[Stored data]
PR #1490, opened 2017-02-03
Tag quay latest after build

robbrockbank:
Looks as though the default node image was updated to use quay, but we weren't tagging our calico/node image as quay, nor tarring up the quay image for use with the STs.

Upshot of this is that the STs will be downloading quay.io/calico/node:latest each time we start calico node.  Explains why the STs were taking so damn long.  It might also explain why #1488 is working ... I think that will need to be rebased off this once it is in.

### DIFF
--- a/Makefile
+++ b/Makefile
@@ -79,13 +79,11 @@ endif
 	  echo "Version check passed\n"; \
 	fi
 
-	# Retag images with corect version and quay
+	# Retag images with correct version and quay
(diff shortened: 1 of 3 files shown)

* * *

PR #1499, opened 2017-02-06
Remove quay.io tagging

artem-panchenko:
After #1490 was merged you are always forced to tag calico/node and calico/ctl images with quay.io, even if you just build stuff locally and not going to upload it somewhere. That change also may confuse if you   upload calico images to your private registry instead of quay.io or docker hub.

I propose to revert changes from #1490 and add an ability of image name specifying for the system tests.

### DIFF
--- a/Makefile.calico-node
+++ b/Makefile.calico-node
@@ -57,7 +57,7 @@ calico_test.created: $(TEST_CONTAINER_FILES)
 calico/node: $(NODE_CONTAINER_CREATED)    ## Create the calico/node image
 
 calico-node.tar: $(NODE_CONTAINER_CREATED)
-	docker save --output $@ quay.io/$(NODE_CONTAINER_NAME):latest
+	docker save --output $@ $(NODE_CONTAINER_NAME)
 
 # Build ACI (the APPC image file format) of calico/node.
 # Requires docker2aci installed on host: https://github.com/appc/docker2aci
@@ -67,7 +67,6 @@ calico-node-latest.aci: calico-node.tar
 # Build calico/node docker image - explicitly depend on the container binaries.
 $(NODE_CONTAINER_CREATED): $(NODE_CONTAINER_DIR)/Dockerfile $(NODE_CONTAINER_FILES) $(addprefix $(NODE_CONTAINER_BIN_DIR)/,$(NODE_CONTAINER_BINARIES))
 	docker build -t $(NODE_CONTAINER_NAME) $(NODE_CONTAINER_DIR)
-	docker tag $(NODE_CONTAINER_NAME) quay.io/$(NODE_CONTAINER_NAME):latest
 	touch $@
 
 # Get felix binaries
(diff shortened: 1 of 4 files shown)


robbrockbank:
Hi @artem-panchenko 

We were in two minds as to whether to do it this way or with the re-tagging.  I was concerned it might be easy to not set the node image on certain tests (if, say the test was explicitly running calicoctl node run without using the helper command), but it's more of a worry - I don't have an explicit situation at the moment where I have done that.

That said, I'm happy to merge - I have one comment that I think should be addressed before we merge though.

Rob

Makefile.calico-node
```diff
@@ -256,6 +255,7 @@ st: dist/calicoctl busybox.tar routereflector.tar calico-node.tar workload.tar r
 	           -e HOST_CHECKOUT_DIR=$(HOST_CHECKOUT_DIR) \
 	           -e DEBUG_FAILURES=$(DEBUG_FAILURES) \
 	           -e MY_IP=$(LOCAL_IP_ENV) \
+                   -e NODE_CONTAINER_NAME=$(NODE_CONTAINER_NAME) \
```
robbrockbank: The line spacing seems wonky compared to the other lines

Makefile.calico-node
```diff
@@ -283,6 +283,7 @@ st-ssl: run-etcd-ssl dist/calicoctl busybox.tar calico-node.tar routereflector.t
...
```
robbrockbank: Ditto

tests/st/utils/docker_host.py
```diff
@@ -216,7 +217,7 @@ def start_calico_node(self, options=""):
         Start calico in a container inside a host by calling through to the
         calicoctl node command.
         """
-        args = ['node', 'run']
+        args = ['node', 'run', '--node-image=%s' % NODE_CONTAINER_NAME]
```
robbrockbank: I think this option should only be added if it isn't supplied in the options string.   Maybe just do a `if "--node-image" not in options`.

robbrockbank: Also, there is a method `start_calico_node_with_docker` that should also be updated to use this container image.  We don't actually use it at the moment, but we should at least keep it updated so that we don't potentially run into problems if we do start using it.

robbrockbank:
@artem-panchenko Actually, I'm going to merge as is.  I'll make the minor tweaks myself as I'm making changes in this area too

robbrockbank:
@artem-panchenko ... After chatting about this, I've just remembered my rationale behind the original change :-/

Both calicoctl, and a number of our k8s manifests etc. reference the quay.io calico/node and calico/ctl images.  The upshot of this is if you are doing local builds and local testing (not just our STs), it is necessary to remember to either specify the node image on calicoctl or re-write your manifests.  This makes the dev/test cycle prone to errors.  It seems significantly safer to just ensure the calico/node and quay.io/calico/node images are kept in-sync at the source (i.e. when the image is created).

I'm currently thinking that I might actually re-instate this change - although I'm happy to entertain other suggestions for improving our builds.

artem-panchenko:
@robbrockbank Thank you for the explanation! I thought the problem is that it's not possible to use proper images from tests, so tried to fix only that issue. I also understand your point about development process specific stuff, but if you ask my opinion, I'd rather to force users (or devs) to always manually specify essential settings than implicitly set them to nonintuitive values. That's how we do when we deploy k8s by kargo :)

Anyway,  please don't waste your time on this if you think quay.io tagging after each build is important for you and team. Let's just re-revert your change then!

WORK INSTRUCTION
For this exercise, output exactly the lines above from the line with "PR #1490, opened 2017-02-03" to the line with "(diff shortened: 1 of 3 files shown)", counting both, and leave out the rest.

OUTPUT OF THE EXERCISE
PR #1490, opened 2017-02-03
Tag quay latest after build

robbrockbank:
Looks as though the default node image was updated to use quay, but we weren't tagging our calico/node image as quay, nor tarring up the quay image for use with the STs.

Upshot of this is that the STs will be downloading quay.io/calico/node:latest each time we start calico node.  Explains why the STs were taking so damn long.  It might also explain why #1488 is working ... I think that will need to be rebased off this once it is in.

### DIFF
--- a/Makefile
+++ b/Makefile
@@ -79,13 +79,11 @@ endif
 	  echo "Version check passed\n"; \
 	fi
 
-	# Retag images with corect version and quay
+	# Retag images with correct version and quay
(diff shortened: 1 of 3 files shown)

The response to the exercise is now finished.